Find the clearCompletedTodos method (line 72):

70 @RequestMapping(value = "/todos/clear_completed", method = RequestMethod.DELETE) 71 public ResponseEntity<?> clearCompletedTodos() throws InterruptedException {

Set a non-breaking breakpoint on the return line (line 90) so we capture all variable values before the method returns:

90 return new ResponseEntity<>(entities, HttpStatus.OK);

Click just to the left of the line number, set it, and wait for the status to change to Active.

Clear Completed New Active Breakpoint

Go back to the TODO app and click Clear completed again. Return to the Live Debugger and open the captured Snapshot — inspect the variables and their values.

Clear Completed BP

Do you see the bug? We can see two variables: todos with length 3 and todoStore with length 0.

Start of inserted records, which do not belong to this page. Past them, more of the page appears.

PR #637, opened 2022-09-21
using arc'd tmpfile to fix bal(1M) benchmark

Voxelot:
use `Database::default` to get a tmpfile rocksdb db instance. This solves [problems](https://github.com/FuelLabs/fuel-core/pull/630#issuecomment-1254248494) related to prematurely dropping the tempfile by using an Arc.

### DIFF
--- a/fuel-benches/src/lib.rs
+++ b/fuel-benches/src/lib.rs
@@ -1,20 +1,21 @@
-use std::{
-    io,
-    iter,
-};
+pub use fuel_core::database::Database;
 use fuel_core_interfaces::common::fuel_tx::{
     StorageSlot,
     TransactionBuilder,
 };
-pub use fuel_core::database::Database;
 pub use fuel_core_interfaces::common::{
     consts::*,
     prelude::*,
 };
 pub use rand::Rng;
+use std::{
+    io,
+    iter,
+};
 
-fn new_db() -> io::Result<Database> {
-    Ok(Database::default())
+fn new_db() -> Database {
+    // when rocksdb is enabled, this creates a new db instance with a temporary path
+    Database::default()
 }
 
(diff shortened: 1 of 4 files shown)


vlopes11:
If we take that approach, we might create a shared resource that will impact on each iteration of the benchmark.

What if we keep the problem split, first merge #630 and then make another PR to handle this issue? This way, we don't aggregate different responsibilities to the original PR

Voxelot:
> If we take that approach, we might create a shared resource that will impact on each iteration of the benchmark.

This is already happening right now in the current implementation of #630, the only difference this PR introduces is making the tempfile properly clonable like everything else in VmBenchPrepared.

fuel-benches/src/lib.rs
```diff
@@ -1,23 +1,21 @@
...
 pub use rand::Rng;
+use std::{
+    io,
+    iter,
+};
 
-fn new_db() -> io::Result<Database> {
-    TempDir::new().and_then(|t| Database::open(t.as_ref()).map_err(|e| e.into()))
+fn new_db() -> Database {
+    // when rocksdb is enabled, this creates a new db instance with a temporary path
```
ControlCplusControlV, line 17: Should `fuel-core`'s rocksdb feature be enabled by default on this benchmark then? That way no benchmarks are accidentally done on much more performant RAM databases?

fuel-benches/src/lib.rs
```diff
@@ -1,23 +1,21 @@
...
+    Database::default()
```
vlopes11, line 18: Maybe we just delete this `new_db` function and instead `unwrap_or_default`?

vlopes11 (approved):
lgtm, one optional change

PR #665, opened 2022-10-03
Nix flake to generate contract abi bindings

freesig:


Voxelot (approved):
Nice 👌🏻

ControlCplusControlV:
Hmmm, tx-gossiping tests seem to be running into some issue 🤔, don't think its related specifically to this PR but doing some investigating to see

freesig:
@Voxelot Can I get another review when you get a chance

Voxelot (approved):

ControlCplusControlV (commented):
LGTM, I tried replicating on a fresh install and ran into some issues so it would be nice to maybe expand this this in the future for first time users of nix rather than just experienced users.

From a fresh install I tried the commands and regularly ran into use '--extra-experimental-features nix-command` and use '--extra-experimental-features flakes` being required. Then a github permissions issue on `fuel-v2-contracts` (presumably because I haven't setup git with nix right)

freesig:
> LGTM, I tried replicating on a fresh install and ran into some issues so it would be nice to maybe expand this this in the future for first time users of nix rather than just experienced users.
> 
> From a fresh install I tried the commands and regularly ran into use '--extra-experimental-features nix-command` and use '--extra-experimental-features flakes` being required. Then a github permissions issue on `fuel-v2-contracts` (presumably because I haven't setup git with nix right)

Yeh I think the `fuel-v2-contracts` is because the repo is private so you need to have git ssh setup on your machine. I will open an issue to update the comments for this and the experimental features flag.

PR #670, opened 2022-10-03
refactor: Broadcast tx insert to p2p 

bvrooman:
- Removes the `insert_with_broadcast` method
- Replaces call to `insert_with_broadcast` with sequential `insert` followed by broadcast for each inserted tx

This approach reduces some code complexity at the cost of second iteration over the transactions. See the discussion in the parent PR here https://github.com/FuelLabs/fuel-core/pull/590#discussion_r984933174.


ControlCplusControlV:
Checks are failing? I actually would prefer to hold off on this since the txpool is particularly performance sensitive and the double iteration over tx's. It might also be useful later to separate `insert` from `insert_from_broadcast` for when more complex p2p tx broadcasting is introduced (such as broadcasting beyond a peer-depth of 1)

Voxelot:
> I actually would prefer to hold off on this since the txpool is particularly performance sensitive and the double iteration over tx's. It might also be useful later to separate `insert` from `insert_from_broadcast` for when more complex p2p tx broadcasting is introduced (such as broadcasting beyond a peer-depth of 1) but I understand if readability is more important at this time

We should generally try to avoid code duplication, as it makes future refactors more difficult - there might not be any immediate errors or tests that fail if the shared behavior changes in one and not the other. If we really want to optimize out an extra for-loop, there are other ways to do that without maintaining duplicate code.

Voxelot (approved):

On line 81, todoStore.remove(todoRecord) operates on a newly instantiated todoStore. The developer forgot that the persistence layer already provides the array — it should be todos. With todoStore empty, nothing is ever removed.

Seeing is believing 🤩

With Dynatrace we navigated from the Kubernetes cluster → workload → its traces → the exact method, namespace, and variables. One click set a non-breaking breakpoint in a production app on Kubernetes, and a single snapshot revealed the bug. In production!

Fix the bug and redeploy#

Open TodoController.java, apply your change, then compile and redeploy with the helper function:

redeployApp

Then verify the bug is gone — add tasks, complete them, and click Clear completed:

Verify the bug is gone — add more tasks, click Clear completed, and watch them disappear gracefully. Amazing!